By: Krista Robinson
The Child Care Advocacy Association of Canada advocates for a national child care system, supported and funded by both the provincial/territorial and federal governments. Earlier this year, with the support of many Canadian organizations, they started the Vote Child Care 2015 campaign to call on the next federal government to make high-quality, affordable childcare a priority, and accessible to all. Following up on last week’s post on #elxn42 and child care, we spoke to Lyndsay Macdonald, National Coordinator for the CCAAC, about what our next federal leader needs to do to implement an effective child care system.
Q: What was your role in beginning the Vote Child Care 2015 campaign?
A: Planning for the VCC 2015 campaign began last November during the Child Care 2020 conference in Winnipeg where over 600 delegates gathered to discuss the current state of early childhood education and child care (ECEC) in Canada. A focus of that conference was a move from research to action, in which we brainstormed what we wanted in a national campaign and how the various “players” would collaborate and contribute to an election campaign for child care. My primary duties were to organize a steering committee to work closely on the campaign, to form a larger reference group with the broader ECEC sector and to hire a campaign organizer to help us pull it off. The VCC campaign works with just about anyone who wants to get involved and our local organizers across Canada have reached out to school board trustees, city councillors and other stakeholders/community leaders to join us in our call for a national child care program.

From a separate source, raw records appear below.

PR #534, opened 2021-09-30
newrelic-infrastructure: add support for privileged flag as a superglobal

roobre:
#### What this PR does / why we need it:

Allows the `newrelic-infrastructure` chart to respond to `global.privileged`, which will override `privileged` (local) if set.

#### Checklist
[Place an '[x]' (no spaces) in all applicable fields. Please remove unrelated fields.]
- [x] Chart Version bumped
- [x] Variables are documented in the README.md
- [x] Title of the PR starts with chart name (e.g. `[mychartname]`)

PR #624, opened 2021-12-20
Newrelic infrastructure v3

alvarocabanas:
New nri-kubernetes architecture beta helm chart


charts/newrelic-infrastructure-beta/values.yaml
```diff
@@ -0,0 +1,393 @@
...
+  affinity:
+    nodeAffinity:
+      requiredDuringSchedulingIgnoredDuringExecution:
+        nodeSelectorTerms:
+          - matchExpressions:
+              - key: node-role.kubernetes.io/control-plane
+                operator: Exists
+          - matchExpressions:
+              - key: node-role.kubernetes.io/master
+                operator: Exists
```
paologallinaharbur, line 51:
```
      requiredDuringSchedulingIgnoredDuringExecution:
        nodeSelectorTerms:
          - matchExpressions:
              - key: node-role.kubernetes.io/control-plane
                operator: Exists
          - matchExpressions:
              - key: node-role.kubernetes.io/controlplane
                operator: Exists
          - matchExpressions:
              - key: node-role.kubernetes.io/etcd
                operator: Exists
          - matchExpressions:
              - key: node-role.kubernetes.io/master
                operator: Exists
```

We should add this if we want to support rancher out of the box

paologallinaharbur: Note: rancher uses "controlplane" minikue "controlplane" 😢

charts/newrelic-infrastructure-beta/values.yaml
```diff
@@ -0,0 +1,393 @@
...
+    pullPolicy: IfNotPresent
+    tag: 2.7.6
+    repository: newrelic/infrastructure-bundle
+  scraper:
+    pullPolicy: IfNotPresent
+    tag: 0.1.1
+    repository: newrelic/nri-kubernetes
+
+controlPlane:
+  enabled: false
```
paologallinaharbur, line 34: why false by default?

charts/newrelic-infrastructure-beta/templates/control-plane/serviceaccount.yaml
```diff
@@ -0,0 +1,13 @@
+{{- $namespaces := include "newrelic.roleBindingNamespaces" . | fromYaml -}}
+{{if $namespaces.roleBindingNamespaces}}
```
paologallinaharbur, line 2:
```
{{- if and (.Values.controlPlane.enabled) (.Values.rbac.create) (.Values.serviceAccount.create)}}
```

charts/newrelic-infrastructure-beta/values.yaml
alvarocabanas: Added it

charts/newrelic-infrastructure-beta/values.yaml
alvarocabanas: don't we want it false by default? should it be true?

charts/newrelic-infrastructure-beta/templates/control-plane/serviceaccount.yaml
alvarocabanas: Fixed

charts/newrelic-infrastructure-beta/README.md
```diff
@@ -0,0 +1,208 @@
+# newrelic-infrastructure
```
roobre, line 1: For the new values, we could consider using this https://github.com/norwoodj/helm-docs

charts/newrelic-infrastructure-beta/templates/NOTES.txt
```diff
@@ -0,0 +1,34 @@
...
+  nodeAffinity:
+    requiredDuringSchedulingIgnoredDuringExecution:
+      nodeSelectorTerms:
+        - matchExpressions:
+            - key: eks.amazonaws.com/compute-type
+              operator: NotIn
+              values:
+                - fargate
+{{- end }}
+{{- end }}
```
roobre, line 34: Unrelated to this PR but there is likely a bug in here: The first if (`if .Values.image`) should not cover the fargate warning part.

charts/newrelic-infrastructure-beta/templates/_helpers.tpl
```diff
@@ -0,0 +1,234 @@
...
+
+
+{{/* Generate mode label */}}
+{{- define "newrelic.mode" }}
+{{- if .Values.privileged -}}
+privileged
+{{- else -}}
+unprivileged
+{{- end }}
+{{- end -}}
```
roobre, line 35: We are not using this anymore, right?

charts/newrelic-infrastructure-beta/templates/_helpers.tpl
```diff
@@ -0,0 +1,234 @@
...
+{{- define "newrelic.labels" -}}
+helm.sh/chart: {{ .Chart.Name }}-{{ .Chart.Version | replace "+" "_" }}
+app.kubernetes.io/name: {{ include "newrelic.name" . }}
+app.kubernetes.io/instance: {{ .Release.Name }}
+mode: {{ template "newrelic.mode" . }}
+{{- if .Chart.AppVersion }}
+app.kubernetes.io/version: {{ .Chart.AppVersion | quote }}
+{{- end }}
+app.kubernetes.io/managed-by: {{ .Release.Service }}
+{{- end }}
```
roobre, line 47: I would suggest to run `helm create` on a different directory and see which labels are the new standard generated by helm. Then we can incorporate those here :)

charts/newrelic-infrastructure-beta/templates/_helpers.tpl
```diff
@@ -0,0 +1,234 @@
...
+{{- if .Values.global -}}
+  {{- if .Values.global.cluster -}}
+      {{- .Values.global.cluster -}}
+  {{- else -}}
+      {{- .Values.cluster | default "" -}}
+  {{- end -}}
+{{- else -}}
+  {{- .Values.cluster | default "" -}}
+{{- end -}}
+{{- end -}}
```
roobre, line 70: Non-global value should have preference over global one. Feel free to copypaste from here: https://github.com/newrelic/helm-charts/pull/543/files#diff-96fa95a04ce4a058fe069a796881e93c225000191df8e909267c073290bc9738R67

charts/newrelic-infrastructure-beta/templates/_helpers.tpl
```diff
@@ -0,0 +1,234 @@
...
+*/}}
+{{- define "newrelic.licenseSecretKey" -}}
+{{ include "newrelic.licenseCustomSecretKey" . | default "licenseKey" }}
+{{- end -}}
+
+{{/*
+Returns nrStaging
+*/}}
+{{- define "newrelic.nrStaging" -}}
+{{- if .Values.global }}
```
roobre, line 130: Same as above

charts/newrelic-infrastructure-beta/templates/_helpers.tpl
roobre: Btw, there should be no need to `| default ""`. The chart will error if we return nothing, when we pipe this to `| required` in the template.

charts/newrelic-infrastructure-beta/templates/_helpers.tpl
```diff
@@ -0,0 +1,234 @@
...
+{{- else if .Values.nrStaging }}
+  {{- .Values.nrStaging -}}
+{{- end -}}
+{{- end -}}
+
+{{/*
+Returns fargate
+*/}}
+{{- define "newrelic.fargate" -}}
+{{- if .Values.global }}
```
roobre, line 143: And above.

charts/newrelic-infrastructure-beta/templates/_helpers.tpl
```diff
@@ -0,0 +1,234 @@
...
+controlPlane:
+  enabled: true
+  {{- if .Values.controlPlane.scraperConfig.controlPlane }}
+    {{- .Values.controlPlane.scraperConfig.controlPlane | toYaml | nindent 2 }}
+  {{- end }}
+  {{- range $key, $val := .Values.controlPlane.scraperConfig }}
+    {{- if ne $key "controlPlane" -}}
+    {{- nindent 0 $key }}: {{ $val | quote }}
+    {{- end }}
+  {{- end }}
```
roobre, line 163: We can simplify this by using [`omit`](https://masterminds.github.io/sprig/dicts.html), which will as a bonus avoid the problem of what happens if `$val` is not a string.

charts/newrelic-infrastructure-beta/templates/_helpers.tpl
```diff
@@ -0,0 +1,234 @@
...
+{{- end }}
+
+{{/* kubelet scraper config */}}
+{{- define "newrelic.kubelet.scraperConfig" -}}
+kubelet:
+  enabled: true
+  {{- if .Values.kubelet.scraperConfig.kubelet }}
+    {{- .Values.kubelet.scraperConfig.kubelet | toYaml | nindent 2 }}
+  {{- end }}
+  {{- range $key, $val := .Values.kubelet.scraperConfig }}
```
roobre, line 173: As above

charts/newrelic-infrastructure-beta/templates/_helpers.tpl
roobre: Although I don't fully get what we're trying to achieve here.

charts/newrelic-infrastructure-beta/templates/_helpers.tpl
```diff
@@ -0,0 +1,234 @@
...
+{{- end -}}
+
+{{/* ksm scraper config */}}
+{{- define "newrelic.ksm.scraperConfig" -}}
+ksm:
+  enabled: true
+  {{- if .Values.ksm.scraperConfig.ksm }}
+    {{- .Values.ksm.scraperConfig.ksm | toYaml | nindent 2 }}
+  {{- end }}
+  {{- range $key, $val := .Values.ksm.scraperConfig }}
```
roobre, line 196: Aaand as above

charts/newrelic-infrastructure-beta/templates/_helpers.tpl
```diff
@@ -0,0 +1,234 @@
...
+
+{{/*
+Returns the list of namespaces where secrets need to be accessed by the controlPlane Scraper to do mTLS Auth
+*/}}
+{{- define "newrelic.roleBindingNamespaces" -}}
+{{ $namespaceList := list }}
+{{- range $components := .Values.controlPlane.scraperConfig.controlPlane }}
+    {{- range $autodiscover := $components.autodiscover }}
+        {{- range $endpoint := $autodiscover.endpoints }}
+            {{- if and ($endpoint.auth) }}
```
roobre, line 211: Leftover `and`

charts/newrelic-infrastructure-beta/templates/_helpers.tpl
```diff
@@ -0,0 +1,234 @@
...
+            {{- if $endpoint.auth.mtls }}
+            {{- if $endpoint.auth.mtls.secretName }}
+            {{- $namespace := $endpoint.auth.mtls.secretNamespace | default "default" -}}
```
roobre, line 214: Just pinging @gsanchezgavier to check if this default makes sense. Do we allow empty namespaces in the config with this meaning?

charts/newrelic-infrastructure-beta/templates/configmap.yaml
```diff
@@ -0,0 +1,26 @@
...
+kind: ConfigMap
+metadata:
+  namespace: {{ .Release.Namespace }}
+  labels: {{ include "newrelic.labels" . | nindent 4 }}
+  name: {{ template "newrelic.fullname" . }}
+data:
+    newrelic-infra.yml: |
+{{ toYaml .Values.config | indent 6 }}
+{{ end }}
+{{ if .Values.integrations_config }}
```
roobre, line 12: I would split this CM in two: `integrations-configmap` and `agent-configmap`. Moreover `integrations-configmap` could me moved into the `kubelet` folder.

charts/newrelic-infrastructure-beta/templates/control-plane/configmap.yaml
```diff
@@ -0,0 +1,11 @@
+{{ if .Values.controlPlane.enabled }}
+apiVersion: v1
+kind: ConfigMap
+metadata:
+  namespace: {{ .Release.Namespace }}
+  labels: {{ include "newrelic.labels" . | nindent 4 }}
+  name: {{ template "newrelic.fullname" . }}-control-plane
+data:
+  nri-kubernetes-config.yml: |
+{{ toYaml (merge (include "newrelic.controlPlane.scraperConfig" . | fromYaml) .Values.common.scraperConfig) | indent 6 }}
```
roobre, line 10: This line could probably use a comment, I have no idea of what's going on hahaha

charts/newrelic-infrastructure-beta/templates/control-plane/daemonset.yaml
```diff
@@ -0,0 +1,213 @@
...
+            runAsUser: {{ .Values.runAsUser }}
+            runAsGroup: {{ .Values.runAsGroup }}
+            allowPrivilegeEscalation: false
+            readOnlyRootFilesystem: true
+          env:
+            - name: "NRIA_OVERRIDE_HOSTNAME_SHORT"
+              valueFrom:
+                fieldRef:
+                  apiVersion: "v1"
+                  fieldPath: "spec.nodeName"
```
roobre, line 56: This should be for the agent only, right?

charts/newrelic-infrastructure-beta/templates/control-plane/daemonset.yaml
```diff
@@ -0,0 +1,213 @@
...
+            - name: NRI_VERBOSE
+              value: "1"
+            {{- end }}
+            {{- with .Values.controlPlane.extraEnv }}
+            {{- tpl . $ | nindent 12 }}
+            {{- end }}
+          {{- with .Values.controlPlane.extraEnvFrom }}
+          envFrom:
+            {{- tpl . $ | nindent 12 }}
+          {{- end }}
```
roobre, line 81: This still assumes extraEnvFrom as a string.

charts/newrelic-infrastructure-beta/templates/control-plane/daemonset.yaml
```diff
@@ -0,0 +1,213 @@
...
+          volumeMounts:
+            - name: nri-kubernetes-config
+              mountPath: /etc/newrelic-infra/integrations.d/nri-kubernetes-config.yml
+              subPath: nri-kubernetes-config.yml
+            - mountPath: /tmp
+              name: tmpfs-tmp
```
roobre, line 87: Do we use `/tmp` in the _integration_? @paologallinaharbur @gsanchezgavier

charts/newrelic-infrastructure-beta/templates/control-plane/daemonset.yaml
```diff
@@ -0,0 +1,213 @@
...
+          image: {{ .Values.images.forwarder.repository }}:{{ .Values.images.forwarder.tag }}
+          imagePullPolicy: {{ .Values.images.forwarder.pullPolicy }}
+          securityContext:
+            runAsUser: {{ .Values.runAsUser }}
+            runAsGroup: {{ .Values.runAsGroup }}
+            allowPrivilegeEscalation: false
+            readOnlyRootFilesystem: true
+          ports:
+            - containerPort: 8001
+          env:
```
roobre, line 104: Hostname override short missing here :)

charts/newrelic-infrastructure-beta/templates/control-plane/daemonset.yaml
```diff
@@ -0,0 +1,213 @@
...
+            - name: "NRIA_DISPLAY_NAME"
+            {{- if .Values.prefixDisplayNameWithCluster }}
+              value: "{{ include "newrelic.cluster" . }}:$(K8S_NODE_NAME)"
+            {{- else }}
+              valueFrom:
+                fieldRef:
+                  apiVersion: "v1"
+                  fieldPath: "spec.nodeName"
+            {{- end }}
+            {{- end }}
```
roobre, line 126: I'd love a comment here explaining what this achieves

charts/newrelic-infrastructure-beta/templates/control-plane/daemonset.yaml
```diff
@@ -0,0 +1,213 @@
...
+            {{- if (include "newrelic.customAttributes" .) }}
+            - name: "NRIA_CUSTOM_ATTRIBUTES"
+              value: {{ include "newrelic.customAttributes" . }}
+            {{- end }}
```
roobre, line 130: I love how this looks! 💖

charts/newrelic-infrastructure-beta/templates/control-plane/daemonset.yaml
```diff
@@ -0,0 +1,213 @@
...
+            - name: NRIA_IS_SECURE_FORWARD_ONLY
+              value: "false"
+            - name: NRIA_IS_FORWARD_ONLY
+              value: "true"
+            {{- with .Values.controlPlane.extraEnv }}
+            {{- tpl . $ | nindent 12 }}
+            {{- end }}
+          {{- with .Values.controlPlane.extraEnvFrom }}
+          envFrom:
+            {{- tpl . $ | nindent 12 }}
```
roobre, line 154: Assuming string

charts/newrelic-infrastructure-beta/templates/control-plane/daemonset.yaml
```diff
@@ -0,0 +1,213 @@
...
+            name: {{ template "newrelic.fullname" . }}-control-plane
+            items:
+              - key: nri-kubernetes-config.yml
+                path: nri-kubernetes-config.yml
+        - name: tmpfs-data
+          emptyDir: {}
+        - name: tmpfs-user-data
+          emptyDir: {}
+        - name: tmpfs-tmp
+          emptyDir: {}
```
roobre, line 186: We could probably coalesce all these into one `tmpfs` volume and mount `subPath`s of it.

charts/newrelic-infrastructure-beta/templates/control-plane/daemonset.yaml
```diff
@@ -0,0 +1,213 @@
...
+        {{- end }}
+        {{- with .Values.controlPlane.extraVolumes }}
+        {{- toYaml . | nindent 8 }}
+        {{- end }}
+      {{- with .Values.priorityClassName }}
+      priorityClassName: {{ . }}
+      {{- end }}
+      {{- with .Values.controlPlane.affinity.nodeAffinity }}
+      affinity:
+        nodeAffinity: {{ . | toYaml | nindent 10 }}
```
roobre, line 203:
```suggestion
        nodeAffinity:
          {{- . | toYaml | nindent 10 }}
```

charts/newrelic-infrastructure-beta/templates/ksm/deployment.yaml
```diff
@@ -0,0 +1,206 @@
...
+        {{- end }}
+        mode: {{ include "newrelic.mode" . }}
+    spec:
+      {{- with .Values.images.pullSecrets }}
+      imagePullSecrets:
+        {{- toYaml . | nindent 8 }}
+      {{- end }}
+      serviceAccountName: {{ include "newrelic.serviceAccountName" . }}
+      containers:
+        - name: forwarder
```
roobre, line 36: Sometimes we put the `forwarder` container first, while others we put the integration container first. Mostly a nit but can hurt readability a bit. Could we unify this criteria?

charts/newrelic-infrastructure-beta/templates/ksm/deployment.yaml
```diff
@@ -0,0 +1,206 @@
+{{- if and (.Values.ksm.enabled) (.Values.enableLinux) }}
```
roobre, line 1: I understand the motivation for`.Values.enableLinux` in other components, but not here: KSM scraper should not care about windows or linux.

I think we should completely get rid of any windows reference for this chart, and add it later if required. The old chart with windows-specific clauses will still be there.

charts/newrelic-infrastructure-beta/values.yaml
```diff
@@ -0,0 +1,398 @@
...
+windowsOsList:
+  # - version: 1809
+  #   imageTag: 2.2.0-windows-1809-alpha
+  #   buildNumber: 10.0.17763
+  # - version: 1909
+  #   imageTag: 2.2.0-windows-1909-alpha
+  #   buildNumber: 10.0.18363
+  - version: 2004
+    imageTag: 2.2.0-windows-2004-alpha
+    buildNumber: 10.0.19041
```
roobre, line 16: I would get rid of windows stuff in the new chart until (and if) we add it properly.

charts/newrelic-infrastructure-beta/values.yaml
roobre: There can be a weird interaction if it is enabled, set to `daemonSet`, but `privileged` is false. We need to plan this carefully @gsanchezgavier

roobre: (In any case I think it should be on by default if possible)

charts/newrelic-infrastructure-beta/values.yaml
```diff
@@ -0,0 +1,398 @@
...
+  extraEnvFrom: []
+  extraVolumes: []
+  extraVolumeMounts: []
+  resources:
+    limits:
+      memory: 300M
+    requests:
+      cpu: 100m
+      memory: 150M
+  scraperConfig:
```
roobre, line 69: I'd call this simply
```suggestion
  config:
```

charts/newrelic-infrastructure-beta/values.yaml
```diff
@@ -0,0 +1,398 @@
...
+    #    interval: 35s
+    #    timeout: 60s
+    controlPlane:
```
roobre, line 72: Having `.Values.controlPlane.config.controlPlane` seems redundant. Could we have just `.Values.controlPlane.config`?

charts/newrelic-infrastructure-beta/values.yaml
```diff
@@ -0,0 +1,398 @@
...
+      etcd:
+        enabled: true
+        autodiscover:
```
roobre, line 75: I'd definitely expect some comments here, this config is massively complex.

charts/newrelic-infrastructure-beta/values.yaml
```diff
@@ -0,0 +1,398 @@
...
+            namespace: kube-system
+            matchNode: true
+            endpoints:
+              - url: https://localhost:10257
+                insecureSkipVerify: true
+                auth:
+                  type: bearer
+                  #           mtls:
+                  #           secretName: secret-name
+                  #           secretNamespace: secret-namespace
```
roobre, line 170: Weird indentation

charts/newrelic-infrastructure-beta/values.yaml
```diff
@@ -0,0 +1,398 @@
...
+  extraVolumes: []
+  extraVolumeMounts: []
+  resources:
+    limits:
+      memory: 300M
+    requests:
+      cpu: 100m
+      memory: 150M
+  scraperConfig:
+    kubelet: {}
```
roobre, line 231: Ditto, I'd prefer if we could have just `config: {}`

charts/newrelic-infrastructure-beta/values.yaml
```diff
@@ -0,0 +1,398 @@
...
+#    timeout: 40s
+    ksm:
+      namespace: ""
+      port: 0
+      scheme: ""
+      selector: ""
+      staticURL: ""
+
+common:
+  scraperConfig:
```
roobre, line 285:
```suggestion
common:
  config:
```

I'd also move this to the beginning, I think it reads out better.

charts/newrelic-infrastructure-beta/values.yaml
```diff
@@ -0,0 +1,398 @@
...
+# K8s DaemonSets update strategy.
+updateStrategy:
+  type: RollingUpdate
+  rollingUpdate:
+    maxUnavailable: 1
+
+# Kubelet's agent envs
+# Custom attributes to be passed to the New Relic agent
+customAttributes:
+  clusterName: $(CLUSTER_NAME)
```
roobre, line 299: Customers could delete this by accident, and we need it for integrations to report sensical things. Would it make sense to add the special `clusterName` key with a helper template?

`customAttributes: merge .Values.customAttributes (dict "clusterName" "$(CLUSTER_NAME)")`

Or something like that

charts/newrelic-infrastructure-beta/values.yaml
```diff
@@ -0,0 +1,398 @@
...
+# may be restricted.  See OpenShift docs for more information.
+# https://www.openshift.com/blog/a-guide-to-openshift-and-uids
+runAsUser: 1000
+# For unprivileged mode - default is 2000.
+runAsGroup: 2000
+
+### Openshift ###
+# Set openshift.enabled true when installing in an OpenShift Cluster
+openshift:
+  enabled: false
```
roobre, line 328: Do we have any openshift-specific behavior still?

charts/newrelic-infrastructure-beta/values.yaml
```diff
@@ -0,0 +1,398 @@
...
+podSecurityContext: {}
+# fsGroup: 2000
+
+securityContext: {}
+  # capabilities:
+  #   drop:
+  #   - ALL
+  # readOnlyRootFilesystem: true
+  # runAsNonRoot: true
+# runAsUser: 1000
```
roobre, line 342: This `securityContext` seems redundant with `runAsUser` above.

charts/newrelic-infrastructure-beta/values.yaml
paologallinaharbur: adding the CRI-O socket

charts/newrelic-infrastructure-beta/ci/test-values.yaml
```diff
@@ -0,0 +1,3 @@
+global:
```
kang-makes, line 1: This shouldn't be "only global" and global should be more tested at `nri-bundle` level than here. But you should add as many values you want.

This only test that the manifests templates correctly. Not even if they has sense/are Kubernetes cluster. But stop lots of footguns.

charts/newrelic-infrastructure-beta/templates/NOTES.txt
```diff
@@ -0,0 +1,26 @@
+Your deployment of the New Relic Infrastructure agent is complete. You can check on the progress of this by running the following command:
```
kang-makes, line 1: I would add "If you have not used `--wait` during the installation of this helm chart" to this sentence. And I would add it to the docs so Helm waits until it is deployed.

This has make me remind of creating a (Helm Chart test)[https://helm.sh/docs/topics/chart_tests/] so we can also tests things like "the secrets you have put are correct" or "the license key is correct, valid and allow to ingest data" (if possible).

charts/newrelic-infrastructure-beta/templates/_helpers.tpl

Q: What is the biggest problem with Canada’s child care system? And how does this impact Canadians of all backgrounds, beliefs and socio-economic levels?
A: Carolyn Ferns and Jane Beach discuss how “a deeply entrenched neoliberal approach to social policy at the federal level and in many provinces has left child care twisting in the wind. And we have seen the total absence of the federal government from child care.” Perhaps the first step to correcting this major issue is for the federal and provincial/territorial governments to recognize ECEC as a public good and to fund it and plan for it accordingly – this requires a serious commitment from all levels of government in Canada. In 2004/05 the federal government introduced plans to develop a national child care program. The federal government and provincial and territorial governments worked to sign bilateral agreements which included substantial public funding, policy commitments and common principles such as quality, universally inclusive, accessible and child care programs that are developmentally focused (known as the QUAD principles). In 2006, Harper announced that the government would abandon those agreements and that it would instead introduce the Universal Child Care Benefit of $100 dollars a month per child 0-6 years of age (recently expanded to $160/month for children 0-6 and $60/month for children 7-17). I personally believe that it comes down to political will and also how Canadians value care work and the essential role that it plays in our society. The current patchwork of early childhood education and child care services impacts all Canadians – whether or not we have children of our own. Of course the lack of affordable quality child care impacts some groups more, parents of children with disabilities or special needs can face immense hardships in trying to find suitable child care to meet their child’s needs. Indigenous communities have limited access to early childhood education and family resource programs that support the cultural teachings and practices of the community with programs that foster the physical, social, intellectual and spiritual development of children.
Q: What do the federal, provincial/territorial, and municipal levels of government need to do, cooperatively, to implement ECEC by 2020?
A: If we look at the provinces and territories across Canada we can observe that many have taken significant steps towards improving the ECEC sector. To us in the child care movement we believe that this is the most opportune time to have the federal government come to the table ready to work with provincial and territorial governments to support a comprehensive national program. The federal government needs to make a commitment to Canada’s children and families to build a national child care program anchored by a comprehensive policy framework, long-term sustained funding, benchmarks, and evaluation. This needs to happen in cooperation with provincial/territorial levels of government who then need to work out comprehensive provincial policy to support local levels of government to grow and sustain child care systems. It requires careful policy planning that pulls in experts in the field including researchers, academics, parents and early childhood educators who have real on the ground experience of the essential elements that make quality child care programs work. What we have seen is that 3 of the 4 major political parties have released child care platforms this election, each one with promises to support Canadian families with better child care. We are optimistic and we believe that the VCC2015 campaign has been successful in keeping child care on the political agenda and on the minds of voters.